De deux choses l’une, en tout cas : ou bien les rédacteurs de la chose avaient anticipé les visiteurs à venir en ce dimanche et les avaient donc comptés à l’avance, ou bien ils avaient considéré qu’ils ne seraient pas assez nombreux pour changer la donne. Dans un cas comme dans l’autre, moi, matinal et dominical visiteur du Salon, j’avais de toute façon l’impression de compter pour des prunes. J’aurais finalement décidé de rester au chaud devant mon sapin, aucune différence dans le calcul global de la fréquentation : de toute façon, «ils» savaient, «ils» avaient tout prévu. Merci, ça encourage l’effort, tout ça.

Mais le communiqué comportait une autre mathématique considération propre à étonner quiconque sait compter sur ses doigts. C’est presque un cas d’école, langue et calcul mêlés : «Le Nautic se maintient au premier rang des salons internationaux grâce à une fréquentation soutenue (-5 %).» Outre la bizarrerie de calcul (chiffres annoncés en 2007 : 270 000 ; cette année : 260 000 – cherchez l’erreur…), voilà qui prouve encore, à ceux qui en douteraient, la richesse et les subtilités de notre belle langue française. D’une chose qui baisse, on peut arriver à affirmer qu’elle se maintient.
Surtout que cela ne date pas d’hier : il fut une époque – pas si lointaine, moins de dix ans !– où l’on annonçait fièrement «plus de 300 000 personnes» au Salon de Paris. A force de fréquentation «soutenue», il va effectivement falloir faire quelque chose pour soutenir les visiteurs eux-mêmes.

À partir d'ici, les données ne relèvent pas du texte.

PR #1520, opened 2019-10-30
Flake8 config

cc-a:
Quite speculative but this PR provides the flake8 configuration file I used whilst working on poetry. It's compatible with black so should be a useful addition for people who use flake8 in their IDE's as standard.

### DIFF
--- a/.flake8
+++ b/.flake8
@@ -1,0 +1,3 @@
+[flake8]
+max-line-length = 88
+ignore = E501, E203, W503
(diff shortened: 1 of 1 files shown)


finswimmer:
Hello @cc-a ,

thanks a lot for your contribution! In the meantime @sdispater has included a `.flake8` which includes your suggestions and something more. This is why I close the PR.

fin swimmer

PR #1511, opened 2019-10-28
Equivalent behaviour to pip install --find-links

cc-a:
# Pull Request Check List

- [x] Added **tests** for changed code.
- [x] Updated **documentation** for changed code.

# The What

This PR partially satisfies #1391. This PR implements a new repository class that reproduces the behaviour of the [--find-links](https://pip.pypa.io/en/stable/reference/pip_wheel/#find-links) flag to `pip install`. This allows installation of packages from online locations not compliant with Pep 503. 

# The How

The new class FindLinksRepository is implemented as a subclass of LegacyRepository as the desired behaviours are very similar with only slight changes in expected directory structure. Minor changes were made to LegacyRepository to provide functions that could be overwritten in the subclass. Combined with implementing FilteredPage as a subclass of Page this provides a fairly minimal approach to implementing this new functionality. A few minor associated changes in factory.py and pip_installer.py were required to accommodate the new repository class. 

# The Testing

Peut-être commencer par compter les visiteurs du dimanche, même si, franchement, ceux-ci pourraient faire autre chose ce jour-là plutôt que compliquer le travail de tout le monde, c’est un fait.
Tiens, une autre idée en passant : se débarrasser de cette nouvelle appellation «Nautic», si toc, si fade, si plouc, si pauvrement dans le vent d’une anglo-saxonnisation de nos moindres faits et gestes. Quand on croise quelqu’un, on lui demande : «On se voit au Salon ?» Et tout est dit. Sûrement pas : «Tu vas au Nautic ?», qui sonne, allez savoir pourquoi, comme aller au dentiste ou au taureau.

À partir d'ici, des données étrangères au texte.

PR #1542, opened 2019-11-05
allow to read package version from specified variable

### LINKED ISSUE #144: peotry version doesn't bump the value in __version__

vanyakosmos:

There is a problem when you need to specify version of the package twice: in `pyproject.toml` and in `package.__version__`. We can't read `pyproject.toml` to calculate `__version__` because config file is not available to the final user of package.

I propose to add alternative definition of version where you need to specify path to the variable which will hold the value of package version.

```toml
[tool.poetry]
version = { attr = "package.sub_module:__version__" }
```
for project with structure:
```
my-package
        ├── pyproject.toml
        ├── README.rst
        └── package
            ├── __init__.py
            └── sub_module.py  # has __version__ variable

```

this pull request should close #144


vanyakosmos:
isort failed on "setup.py" files despite `[tool.isort] skip_glob = ["*/setup.py"]` in `pyproject.toml` 🤔

finswimmer:
I've contacted @sdispater as I has the same problem with the `isort` test. It works now.

ryanhiebert:
Hi @vanyakosmos , I was watching this pull request, and it looks like you closed it without resolution. Is there some other issue that conflicts or otherwise relates to this one?

vanyakosmos:
"Double source of package version" problem is controversial (so controversial that some doesn't even see it as problem). Related issue has been opened for over a year and resolution is not yet in sight. 
As for now this pull request just wastes space in PRs lists. So I decided to close PR and wait for some conclusions and thoughts from Sebastien regarding this issue.

PR #1592, opened 2019-11-17
Handle nested wildcards in package includes correctly. Fixes: #1379.

### LINKED ISSUE #1379: tool.poetry.packages handles wildcards * and ** incorrectly in pyproject.toml

## Issue

The [documentation gives the following example](https://poetry.eustace.io/docs/pyproject/#packages) for using the `tool.poetry.packages` property of the `pyproject.toml` file:

```
[tool.poetry]
# ...
packages = [
    { include = "mypackage" },
    { include = "extra_package/**/*.py" },
]
```

However the command `poetry build` raises the following error when the` "extra_package/**/*.py"` path pattern matches multiple files/directories in at least one the of its path segments:

```
[ValueError]
/Users/maggyero/Desktop/project/extra_package/bar/baz.py is not a package.
```

with the following directory layout:

```
project
├── .git
├── mypackage
│   └── foo.py
├── extra_package
│   └── bar
│       ├── baz.py
│       └── qux.py
└── pyproject.toml
```

Here the last `*.py` path segment of the `"extra_package/**/*.py"` path pattern matches `baz.py` and `qux.py`, which triggers the `ValueError`. Deleting the `project/extra_package/bar/qux.py` file removes the `ValueError`. And adding a `project/extra_package/quux` directory raises the same `ValueError`, since this time the second `**` path segment of the `"extra_package/**/*.py"` path pattern matches `bar` and `qux`. So it seems that matching multiple files/directories in the path segments of a path pattern is not allowed. It looks like a _bug_, because each item of the `tool.poetry.packages` list is supposed to include a single top-level module or package and optionally specific submodules (like `"extra_package/**/*.py"` which includes the top-level `extra_package` package and submodules that have a `.py` extension).

Also, since the `tool.poetry.packages` property of the `pyproject.toml` file can include both directories and files, that is to say both packages and non-package modules, I think we should rename to `tool.poetry.modules`.

stephsamson:
# Pull Request Check List

This PR fixes #1379. I've also added some unit tests for `PackageInclude`.

### DIFF
--- a/poetry/masonry/utils/package_include.py
+++ b/poetry/masonry/utils/package_include.py
@@ -44,10 +44,10 @@ class PackageInclude(Include):
             # Probably glob
             self._is_package = True
 
-            # The __init__.py file should be first
+            # Packages no longer need an __init__.py in python3
             root = self._elements[0]
-            if root.name != "__init__.py":
-                raise ValueError("{} is not a package.".format(root))
+            if root.name == "__init__.py":
+                pass
 
             self._package = root.parent.name
         else:
--- a/poetry/masonry/utils/package_include.py
+++ b/poetry/masonry/utils/package_include.py
@@ -12,7 +12,6 @@ class PackageInclude(Include):
             base = base / source
 
         super(PackageInclude, self).__init__(base, include, formats=formats)
-
         self.check_elements()
 
     @property
@@ -35,6 +34,8 @@ class PackageInclude(Include):
         return self.check_elements()
 
     def check_elements(self):  # type: () -> PackageInclude
+        root = self._elements[0]
+
         if not self._elements:
             raise ValueError(
                 "{} does not contain any element".format(self._base / self._include)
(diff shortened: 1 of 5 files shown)


poetry/masonry/utils/package_include.py
```diff
@@ -44,10 +44,10 @@ def check_elements(self):  # type: () -> PackageInclude
             # Probably glob
             self._is_package = True
 
-            # The __init__.py file should be first
+            # Packages no longer need an __init__.py in python3
             root = self._elements[0]
-            if root.name != "__init__.py":
```
sdispater: I think we can change this line to check if there is at least one Python file, regardless of whether it's a `__init__.py` file or not. If there is no Python file, it's not a package and we should raise the exception.

stephsamson: Thanks, I've also added it now in commit 1d0e99d.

Question langue, justement. Un petit chef-d’œuvre, toujours dans ce même communiqué. Ou, plus exactement, une autre raison de se réjouir pour les exposants, les professionnels, les visiteurs, les lecteurs de ce communiqué de presse résolument optimiste : «La part croissante de femmes font de ce salon un véritable rendez-vous de l’art de vivre (outre la formulation, aérienne, le rapport entre les deux termes de la phrase est éblouissant – l’auteur du communiqué sous-entend-il que ce sont les femmes qui mettent toutes ces jolies fleurs dans les carrés des bateaux et servent de si délicieux cafés sur les stands de la porte de Versailles ? Développez), grâce à la mise en valeur du design et du développement durable».
Oui, mieux vaut relire depuis le début, et en laissant de côté ce qui est entre paranthèses. Allez-y, je vous attends… Oui ? Non. Non, toujours pas très clair, hein. En fait, ça devait être une sorte de concours interne, au départ : «Mettez dans une même phrase, qui semble se tenir et faire sens, les mots suivants : femme, art de vivre, design, développement durable». Bravo au vainqueur, en tout cas. Difficile à surpasser.

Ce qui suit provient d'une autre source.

PR #1595, opened 2019-11-17
Automate release process

sdispater:
## Pull Request Check List

This PR adds the automation of Poetry releases so that any maintainer can make a release without my intervention.

This workflow is triggered whenever a release tag is pushed. In detail, it does the following:

- Build the custom releases, those needed for the official Poetry installer, for each OS
- Create a new Github release with the tag name
- Upload the custom releases as assets of the Github release
- Upload both the source distribution file and the wheel file to PyPI

Note that it **should** work but will be properly tested for the next release since it's not possible to test it directly from the PR.

### DIFF
--- a/.github/workflows/release.yml
+++ b/.github/workflows/release.yml
@@ -1,0 +1,237 @@
+name: Release
+
+on:
+  push:
+    tags:
+      - '*.*.*'
+
+jobs:
+
+  Linux:
+    runs-on: ubuntu-latest
+
+    steps:
+    - uses: actions/checkout@v1
+    - name: Building release
+      run: |
+        make linux_release
+    - name: Upload release file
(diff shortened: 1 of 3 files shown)


justinmayer:
I love the idea of automating releases, particularly when connecting that to merging pull requests. So much so that I wrote [AutoPub](https://github.com/autopub/autopub) to accomplish exactly that. You read more about the motivation here: https://justinmayer.com/projects/autopub/

Given that this project already uses GitHub Actions for CI functionality, it would be trivial to add the same auto-publication feature to this project as well. Here's an example of GitHub CI configuration that does this already: https://github.com/pelican-plugins/simple-footnotes/blob/master/.github/workflows/main.yml

Just thought I'd mention this in case it's useful. Cheers!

Arrivé là, je n’avais lu que le premier quart du communiqué et, désirant tout de même visiter quelques bateaux avant d’être mis dehors au nom du fait que, de toute façon, on m’avait déjà comptabilisé (et alors même que je n’avais rien pour faire de ce salon un véritable rendez-vous de l’art de vivre), j’ai survolé le reste du texte. J’ai bien fait, les points culminants suffisant à se faire une idée : «exposants qui ont majoritairement retrouvé le sourire»…, […] «Salon qui a dépassé toutes les attentes»…,  (attention, là, on prend son élan) «évaluation des transactions réalisées auprès d’un échantillon représentatif des différents secteurs des industries nautiques à quelques pourcents près identique à celle réalisée lors de l’édition précédente».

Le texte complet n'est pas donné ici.